### ASSIGNMENT
Can you pull out each line of the data below that includes the word "falls"?

Collected data entries:
PR #1176, opened 2026-07-30

### LINKED ISSUE #1155: script.run cancelled by the workspace_api eval timeout orphans the script process and permanently corrupts its runtime state
## Summary

When an agent calls `ws.script.run` and the 30s `workspace_api` eval budget (`WORKSPACE_API_TIMEOUT` in `intent-acp/src/mcp_server/dispatch.rs`, override `INTENTD_WORKSPACE_API_TIMEOUT_MS`) fires before the script finishes, the in-flight `script_run` future is dropped mid-await. The spawned process is **not** killed, and the script's cached runtime state is left as `Running` forever.

## Cancellation chain (verified in code)

1. **Eval timeout drops the future.** `intent-js/src/engine.rs::eval` wraps the whole QuickJS eval in an outer `tokio::time::timeout`; host futures (`ws.*` calls) are polled inside it. On expiry the pending host future is dropped.
2. **Nothing detaches the API call.** `make_workspace_host` (intent-acp `mcp_server/dispatch.rs`) awaits `workspace_host_dispatch(...)` inline in a `BoxFuture` — no `tokio::spawn`. Cancellation propagates straight into `script_ops::run`.
3. **Drop lands mid-`run_one`.** `intent-services/src/script_ops.rs::run` does `pty.spawn` → `mark_running` (sets `status: Running`, stores `pty_id`) → `run_one().await` → `pty.kill` (its own timeout branch) / `mark_exited`. A drop during `run_one` means **neither the kill nor `mark_exited` ever executes**.
4. **The child survives.** `intent-pty/src/host.rs::spawn` hands the child to dedicated OS threads (`read_loop`, `exit_watch_loop`); there is no kill-on-drop. The process runs to natural completion — or forever, for a non-terminating command.
5. **State is never reconciled.** `script.list` / `script.status` serve the cached `m.state` verbatim (no live `pty.try_exit` check). Only `run_one`→`mark_exited` or the `start()` supervisor flips a script out of `Running` — both cancelled.

## Consequences

| Symptom | Mechanism |
|---|---|
| Orphaned process | Kill branch in `run()` never reached; PTY threads keep the child alive |
| Permanent "running" status (green dot in FE sidebar), even after the process exits | `mark_exited` never called; `list`/`status` serve cached state |
| `script.start` becomes a silent no-op | `start()` returns early when `status == Running` (script_ops.rs ~line 441) |
| Double-orphan on agent retry | `run()` has **no** running-guard: a second `ws.script.run` spawns a new PTY and `mark_running` **overwrites `m.pty_id`** — the first PTY becomes fully untracked; even `script.stop` can no longer reach it |
| Explicit `timeoutSeconds` > 30 doesn't help | The eval budget fires first and drops the script-level `tokio::time::timeout` along with everything else |

Partial recovery: as long as no second `run()` overwrote `pty_id`, `script.stop` kills the stale `pty_id` and resets state. After a second run, the first process is unreachable except by OS-level kill.

## Suggested fix direction

Make `script_run` cancellation-safe in `intent-services`:

- Detach the run onto a spawned task that always executes kill/`mark_exited` (the RPC can return early with `timedOut` when the caller's budget is exceeded), **or** add a drop-guard that reaps the PTY and marks the script exited on cancellation.
- Independently, add a running-guard to `run()` (mirroring `start()`) to close the `pty_id`-overwrite hole.
- Regression test first: a UDS/WSS e2e (plus a unit test in `script_ops`) that cancels a `script.run` mid-flight and asserts the PTY is reaped and `script.status` reports `exited`.

## Related

- #871 (closed) documents the same root pattern — a mutating `workspace_api` host call cancelled mid-flight by the eval budget with partial application — but not this script-orphan/state-corruption consequence.

Secondary UX gaps observed in the same investigation (can be split out if desired): script `mode` (command vs service) is not visible or editable anywhere in the FE (sidebar add/edit forms omit it; `newMode` is hardcoded to `command`), and the script status vocabulary has no "timed out" state — a daemon-killed run renders as signal-stopped, indistinguishable from a manual stop.

panghy:
Bumps the `packages/intentd` submodule to latest main (`7efa04c`), pulling in intent-hq/intentd#777.

## Summary of the fix

- **Cancellation safety**: `script.run` now survives the client request being cancelled mid-run — the run continues to completion in a detached task instead of being aborted with the RPC, so state/output are not lost.
- **Running guard**: a `script.run` on a script that is already running returns a clear error instead of racing the in-flight run.
- **Concurrent-entry reservation**: the running entry is reserved atomically before spawning, closing the window where two concurrent `script.run` calls for the same script could both start.

Fixes #1155


panghy:
## Verification review (submodule bump)

**Verdict: ✅ APPROVED** — all checks pass.

| # | Check | Result | Evidence |
|---|-------|--------|----------|
| 1 | Diff touches only the `packages/intentd` gitlink | ✅ | `changed_files: 1`; sole file is `packages/intentd`, patch `-Subproject commit 227c5466...` → `+Subproject commit 7efa04ce...` (1 addition / 1 deletion) |
| 2 | New gitlink SHA matches latest intentd main / PR #777 merge | ✅ | `7efa04cea7b96e4457e303479585564dbba38a18` == `intent-hq/intentd` `main` HEAD == `merge_commit_sha` of intent-hq/intentd#777 (merged 2026-07-30T23:06:14Z, squash). Old gitlink `227c5466` was that PR's base — a clean fast-forward of exactly one merge commit. |
| 3 | Conventional-commit compliance | ✅ | PR title `chore: update intentd submodule to latest main` is a valid `chore:` type. The single branch commit `c293270` carries the same conventional message, so a squash merge lands a conventional commit on main (per AGENTS.md single-commit PR guidance). |
| 4 | Body references | ✅ | Body links intent-hq/intentd#777 and states `Fixes #1155`. The summary (cancellation-safe detached run, already-running guard, atomic running reservation) accurately reflects PR #777's content. |

Matches the AGENTS.md Phase 2 monorepo-update workflow. No concerns; safe to merge.

PR #1183, opened 2026-07-31
ci: move route job and utility burst to GitHub-hosted ubuntu-latest

panghy:
Swaps the two WarpBuild references in `.github/workflows/ci.yml` to GitHub-hosted `ubuntu-latest`:

- `route` job: `runs-on: warp-ubuntu-latest-x64-2x` → `ubuntu-latest`
- `utilityBurst` label inside the route script: `["warp-ubuntu-latest-x64-2x"]` → `["ubuntu-latest"]`
- Updated the comments that mentioned WarpBuild accordingly

No `warp-` string remains in `.github/workflows/`.

**This PR doubles as the GitHub Actions budget test**: its own CI run's `route` job must acquire a GitHub-hosted runner and complete. If the org budget is still broken, the job will fail to start or fail with a billing error — the observed outcome will be reported on this PR.

Part of the WarpBuild → GitHub-hosted CI migration.

### DIFF
--- a/.github/workflows/ci.yml
+++ b/.github/workflows/ci.yml
@@ -6,33 +6,31 @@ permissions:
   pull-requests: read
 
 env:
-  # Burst pr-title to WarpBuild when more than this many Linux jobs are
-  # queued/running ahead of this run (see the route job). Bursted jobs
-  # don't carry the self-hosted+Linux labels and stop counting toward
-  # the depth, so the system naturally falls back to tinybox as it
-  # frees up.
+  # Burst pr-title to a GitHub-hosted runner when more than this many
+  # Linux jobs are queued/running ahead of this run (see the route job).
+  # Bursted jobs don't carry the self-hosted+Linux labels and stop
+  # counting toward the depth, so the system naturally falls back to
+  # tinybox as it frees up.
   LINUX_BURST_THRESHOLD: 2
 
 jobs:
   # Decides where pr-title runs: the local tinybox runner normally, or a
-  # WarpBuild ephemeral runner when the tinybox queue is backed up. Runs
-  # on a small WarpBuild ephemeral runner so the burst decision is
-  # independent of the tinybox queue: a tinybox-pinned probe would queue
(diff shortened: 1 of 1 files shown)


panghy (commented):
Reviewed the diff — the change is correct and minimal. Approving.

**Correctness checks**
- ✅ `route` job `runs-on`: `warp-ubuntu-latest-x64-2x` → `ubuntu-latest`
- ✅ `utilityBurst` label in the route script: `["warp-ubuntu-latest-x64-2x"]` → `["ubuntu-latest"]`
- ✅ No `warp` string remains anywhere in `.github/workflows/ci.yml` at head (`grep -i warp` → no matches)
- ✅ YAML parses cleanly (`yaml.safe_load` → OK)
- ✅ Comment updates are accurate: the burst-routing explanation still holds for GitHub-hosted runners (they don't carry `self-hosted`+`Linux` labels, so they don't inflate the measured depth), and dropping the "third-party WarpBuild runners — an accepted trade-off" caveat from the `actions: read` permission comment is correct since GitHub-hosted runners are first-party
- ✅ No scope creep: single file, only the two runner references and their comments

**Budget test result (this PR's own CI run): ❌ FAILED — billing still broken.**

Both GitHub-hosted jobs on head `5232eb7` failed to start in ~9s with zero steps executed. Annotation on `route` (job [91049126008](https://github.com/intent-hq/monorepo/actions/runs/30596247408/job/91049126008)) and `Analyze` (job [91049122810](https://github.com/intent-hq/monorepo/actions/runs/30596245696/job/91049122810)):

> The job was not started because recent account payments have failed or your spending limit needs to be increased. Please check the 'Billing & plans' section in your settings

So the org's Actions billing/spending limit must be fixed before this can merge — as written, merging now would leave `route` (and therefore `pr-title`) unable to run at all, with no tinybox fallback since the probe itself needs a GitHub-hosted runner. Re-run CI after the billing fix to confirm `route` acquires a runner before merging.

### YOUR SOLUTION
-  # the depth, so the system naturally falls back to tinybox as it
+  # counting toward the depth, so the system naturally falls back to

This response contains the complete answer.